Roadmap

Problem statement¶

Many connectome datasets have undergone heavy proofreading. Information has been logged in the chunkedgraph about how each edit in a dataset affected the segmentation. However, accessing this information requires some knowledge of the chunkedgraph and how the editing infrastructure works. It often requires hitting several endpoints to get out specific information about what has changed. Further, if one is trying to compute derived metadata about how an edit affected things (e.g., "how many synapses were added by this edit?"), this requires even more in depth knowledge about the CAVE ecosystem.

The goal of paleo is to make this information more accessible by exposing some derived information from edit histories.

The philosophy will be to first create an API around these features in this Python package, and make sure that it is useful and easy to use.
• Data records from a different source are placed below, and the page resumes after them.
PR #10150, opened 2018-07-03
[TIMOB-26179] Check for property existence using hasProperty

janvennemann:
**JIRA:** https://jira.appcelerator.org/browse/TIMOB-26179

**Optional Description:**
Implements the `hasProperty` callback to properly check for property existence in our proxy objects. Without this callback `getProperty` is which results in property checks always returning `true`.

@hansemannn Not sure if this implies a breaking change or can just be considered as a re-definition of previously undefined behavior.


hansemannn:
LGTM. But please add a unit-test for it since it should be somehow testable from our proxy implementation. Also, do you have a practical use case for this that is worth mentioning?

sgtcoolguy:
I think it'd be pretty easy to add a quick unit test that generated a proxy and then just tested for a non-existent and existing own property. I believe iOS always returned true before?
```js
should(label.hasOwnProperty('madeup')).eql(false);
should(label.hasOwnProperty('text')).eql(true);
label.madeup = 123;
should(label.hasOwnProperty('madeup')).eql(true);
```

PR #10151, opened 2018-07-03
Updated Window.yml

jawa9000:
Replaced "Windows Phone 8.1" with "Windows Phone" per https://jira.appcelerator.org/browse/TIDOC-3206


infosia (approved):
👍

PR #10152, opened 2018-07-03
[TIMOB-26181] Android: Do not init kroll object if krollruntime is disposed

garymathews:
- Do not initialise `KrollObject` if `KrollRuntime` is disposed

##### TEST CASE
```JS
win.open();
```
- Press Back, should not see crash log

[JIRA Ticket](https://jira.appcelerator.org/browse/TIMOB-26181)


jquick-axway (approved):
CR: Pass

PR #10153, opened 2018-07-03
[TIMOB-26182] Android: Validate external storage temp directory

garymathews:
- Validate we have access to external storage before using it for a temp directory

##### TEST CASE
- On a device with external storage, without external storage permissions
```JS
const win = Ti.UI.createWindow({ backgroundColor: 'gray' }),
      img = Ti.UI.createImageView({ image: 'https://apod.nasa.gov/apod/image/1807/PlaneMoon_Kim_960.jpg' });

win.add(img);
win.open();
```

[JIRA Ticket](https://jira.appcelerator.org/browse/TIMOB-26182)


android/runtime/common/src/java/org/appcelerator/kroll/util/TiTempFileHelper.java
```diff
@@ -167,7 +170,13 @@ private void updateTempDir()
 	{
 		String extState = Environment.getExternalStorageState();
 		if (!extState.equals(previousExternalStorageState)) {
-			if (Environment.MEDIA_MOUNTED.equals(extState)) {
+			if (Environment.MEDIA_MOUNTED.equals(extState)
+				&& (Build.VERSION.SDK_INT < 23
+					|| (Build.VERSION.SDK_INT >= 23
```
ypbnv: Maybe we can get away with removing `Build.VERSION.SDK_INT >= 23` check ? It should be evaluated only if the first check `Build.VERSION.SDK_INT < 23` is `false`, which will leave us with it always being `true`.

garymathews: What if `Environment.MEDIA_MOUNTED.equals(extState)` is `false`?

sgtcoolguy: If `Environment.MEDIA_MOUNTED.equals(extState) === false`, then yes the rest of the `if` won't get evaluated. I believe Yordan is correct and that you could remove `Build.VERSION.SDK_INT >= 23` since it is implied (being the exact opposite of `Build.VERSION.SDK_INT < 23`)

lokeshchdhry:
@garymathews , the build is failing linting. Can you please take a look.

lokeshchdhry:
FR Passed.

OS Ver:         10.13.5
Xcode Ver:      Xcode 9.4.1
Appc NPM:       4.2.13
Appc CLI:       7.0.6
Daemon Ver:     1.1.3
Ti CLI Ver:     5.1.1
Alloy Ver:      1.13.2
Node Ver:       8.9.1
NPM Ver:        5.5.1
Java Ver:       10.0.2

PR #10155, opened 2018-07-05
[TIMOB-26184] iOS: Allow modification of global timer functions

janvennemann:
**JIRA:** https://jira.appcelerator.org/browse/TIMOB-26184

**Optional Description:**
Allow modifying some of our global function like `setTimeout` or `setInterval`. This is possible in other JS environments too and required for using Jasmin for example.

Note that this is already possible on Android.

### DIFF
--- a/iphone/Classes/KrollContext.m
+++ b/iphone/Classes/KrollContext.m
@@ -1098,7 +1098,7 @@ static TiValueRef StringFormatDecimalCallback(TiContextRef jsContext, TiObjectRe
     TiObjectRef global = TiContextGetGlobalObject(context);
     TiObjectSetProperty(context, global,
         invokerFnName, invoker,
-        kTiPropertyAttributeReadOnly | kTiPropertyAttributeDontDelete,
+        kTiPropertyAttributeNone,
         NULL);
   }
   TiStringRelease(invokerFnName);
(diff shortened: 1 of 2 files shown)


hansemannn:
Code change LGTM. Please add a unit test for modifying the methods as part of our mocha-test-suite. Thanks!

sgtcoolguy:
Just confirmed that on Node the setTimeout function is writable/enumerable/configurable, which is what this change should do... 👍 

You *could* write a test that overrode the impl and then tried to set it back, but I worry that might interfere with mocha actually properly running the tests. It's probably sufficient to call Object.getOwnPropertyDescriptor(global, 'setTimeout') and verify that it's enuemrable/writable/configurable.

ewanharris:
Just to double check my reading, this will make the 4 timeout/interval based functions, alert, L and require overwrite-able. Will that the same across all platforms? (not saying we shouldn't, just making sure it's the expected)

janvennemann:
@ewanharris Yup, that is exactly the intention of this PR. On Android this is already the case, although i'm not familiar enough with the V8 sources to say where it is configured there.

I'll write the appropriate unit tests after doc day to see if it is working as intended on both Android and iOS.

PR #10156, opened 2018-07-06
[TIMOB-26115] TiAPI: Add support for console.timeLog

ewanharris:
**JIRA:** https://jira.appcelerator.org/browse/TIMOB-26115

Implement console.timeLog for Android and iOS

Test:

```js
console.time('mytimer'); // Start timer
console.timeLog('mytimer'); // Log time taken so far
console.timeLog('mytimer', 'with', 'some', 'extra', 'info'); // Log time taken with extra logging
console.timeLog('mytimer', [ 'a', 'b', 'c' ], { objects: true }); // Should handle Arrays and Objects
console.timeEnd('mytimer');
```
Should log something like the below, there's some slight discrepancies between how Arrays/Objects are logged on platforms.
```
[INFO]  mytimer: 1ms
[INFO]  mytimer: 2ms with some extra info
[INFO]  mytimer: 3ms ["a","b","c"] {"objects":true}
[INFO]  mytimer: 3ms
```

### DIFF
--- a/android/runtime/common/src/js/console.js
+++ b/android/runtime/common/src/js/console.js
@@ -26,6 +26,22 @@ function join(args) {
 	}).join(' ');
 }
 
+function logTime(label, ...logData) {
+	label = `${label}`;
+	const startTime = times.get(label);
+	if (!startTime) {
+		exports.warn(`Label "${label}" does not exist`);
+		return true;
+	}
+	const duration = Date.now() - startTime;
+	if (logData) {
+		exports.log(`${label}: ${duration}ms`, logData);
+	} else {
+		exports.log(`${label}: ${duration}ms`);
+	}
+	return false;
+}
+
 exports.log = function () {
 	Titanium.API.info(join(arguments));
 };
@@ -56,13 +72,12 @@ exports.time = function (label = 'default') {
 };
 
 exports.timeEnd = function (label = 'default') {
-	label = `${label}`;
-	const startTime = times.get(label);
-	if (!startTime) {
-		exports.warn(`Label "${label}" does not exist`);
-		return;
+	const warned = logTime(label);
+	if (!warned) {
+		times.delete(label);
 	}
-	const duration = Date.now() - startTime;
-	exports.log(`${label}: ${duration}ms`);
-	times.delete(label);
+};
+
+exports.timeLog = function (label = 'default', ...logData) {
+	logTime(label, logData);
 };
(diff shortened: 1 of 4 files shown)


iphone/Classes/TiConsole.m
```diff
@@ -50,6 +50,27 @@ - (void)timeEnd:(id)label
   [_times removeObjectForKey:label];
 }
 
+- (void)timeLog:(id)args
+{
+  NSString *label = [args objectAtIndex:0];
```
hansemannn:
```objc
NSString *label = [args objectAtIndex:0] ?: @"default";
```

iphone/Classes/TiConsole.m
```diff
@@ -50,6 +50,27 @@ - (void)timeEnd:(id)label
...
+  if (label == nil) {
+    label = @"default";
+  }
+  NSDate *startTime = _times[label];
+  if (startTime == nil) {
+    NSString *logMessage = [NSString stringWithFormat:@"Label \"%@\" does not exist", label];
+    [self logMessage:[logMessage componentsSeparatedByString:@" "] severity:@"warn"];
+    return;
+  }
+  double duration = [startTime timeIntervalSinceNow] * -1000;
```
hansemannn: Use `NSTimeInterval` instead of `double`. They are the same, but `NSTimeInterval` is more known for storing time values.

iphone/Classes/TiConsole.m
```diff
@@ -50,6 +50,27 @@ - (void)timeEnd:(id)label
...
+  NSString *logMessage = [NSString stringWithFormat:@"%@: %0.fms ", label, duration];
+  if ([logData count]) {
```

Some of this information will be fairly slow and burdensome to compute, so in the future we may want to create server-side implementations for some of it. Nevertheless, the Python package will be a good starting point for understanding what is possible and what is useful.

Some potential applications of this work include:

Tooling for monitoring proofreading progress, possibly in real-time
Visualization of proofreading progress
Data extraction for training automated proofreading algorithms
Development of metrics for weighting the impact individual edits
Attaching semantic information to edits, such as "this edit is an undo"
Developing models of how well proofread a cell is

Here, we describe some of the possible features we might want to implement in paleo.

Comparison targets¶

What quantities might we want to compare between roots, operations, timepoints, etc.?
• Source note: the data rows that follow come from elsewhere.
PR #10178, opened 2018-07-12
Use Karma for unit testing

janvennemann:
This is a first iteration to replace our mocha unit testing suite with Karma using the new Titanium launcher. This will remove a lot of manual steps and streamline our unit testing to use established tools.

- [x] Use Karma to utilize the unit testing framework and reporters we need
- [x] Allows us to write unit tests directly in this repo making the mocha unit testing suite obsolete (No more copying of tests and manual report parsing, yay!).
- [ ]  Use mocha as the testing framework. This will allow us to just copy the tests from the mocha suite and reuse them here.
- [ ] Changes to the Jenkins build need some love. I just did the minimal changes to get it working but the mocha suite did some additional stuff behind the scenes to install and clean up the SDK built by Jenkins.
- [ ] Test behavior when running tests in parallel


package.json
```diff
@@ -18,7 +18,9 @@
   ],
   "author": "Appcelerator, Inc. <npmjs@appcelerator.com>",
   "scripts": {
-    "test": "grunt"
+    "test": "grunt",
+    "test:unit:android": "grunt karma:android",
+    "test:unit:ios": "grunt karma:ios"
```
hansemannn: 🙏

Gruntfile.js
```diff
@@ -35,6 +35,21 @@ module.exports = function (grunt) {
...
+				configFile: 'test/unit/karma.unit.config.js'
+			},
+			android: {
+				junitReporter: {
+					outputFile: 'junit.android.xml'
+				}
+			},
+			ios: {
+				junitReporter: {
+					outputFile: 'junit.android.xml'
```
sgtcoolguy: junit.ios.xml

Jenkinsfile
```diff
@@ -268,11 +244,8 @@ timestamps {
 
 		// Run unit tests in parallel for android/iOS
 		stage('Test') {
-			parallel(
-				'android unit tests': unitTests('android', nodeVersion, npmVersion, targetBranch),
-				'iOS unit tests': unitTests('ios', nodeVersion, npmVersion, targetBranch),
-				failFast: true
-			)
+			unitTests('android', nodeVersion, npmVersion, targetBranch),
```
sgtcoolguy: why not in parallel? you can set failFast: false if you want both to run to completion even if one of them fails... (so you can try and fix issues in either/both each round of commits 😄 )

sgtcoolguy:
So the reason we have the horribly convoluted separate repo/override stuff is because the suite is intended to be common cross *all* platforms, including Windows which is not in this repo.

Moving the suite here certainly makes life easier to Android/iOS devs, but presents an issue for Kota and the Windows SDK.

sgtcoolguy:
Hey @janvennemann I pushed a couple commits to resolve the package-lock.json merge conflict.

janvennemann:
Closing this for now. I'll open another PR inside our unit testing suite to use the karma-launcher there.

Morphology representations/features¶

One type of comparison is between representations of morphology at various resolutions. These comparisons would return something like added_nodes, removed_nodes, added_edges, removed_edges, etc. For an example, see the functions currently implemented in paleo, which do this already for level2_graphs.

supervoxel_graphs
level2_graphs
skeletons
meshes
synapses

Statistics¶

We also might want to have comparisons of derived statistics of morphology and connectivity. Many of these would be derived from the representations above. I imagine that for any of these statistics, there would be something like path_length_added, path_length_removed, path_length_net (added - removed, so could be negative).

n_level2_nodes (this is actually a decent proxy for path length, w/o skeletonizing)
path_lengths
volume
n_synapses
n_pre_synapses
n_post_synapses
n_edits
n_merges
n_splits

Comparison types¶

For any of the above comparisons, what inputs would be convenient to provide?

compare_roots_{target}: given two roots, compare the target feature.
compare_operation_{target}: given a specific operation ID, compare the target features before and after.
compare_operations_{target}: given a list of operation IDs, compare the target features before and after for each operation.
compare_root_operations_{target}: given a root, compare the target features before and after each operation in its history.
compare_timepoints_{target}: given two timepoints and a root/nucleus ID, compare the target features between the timepoints.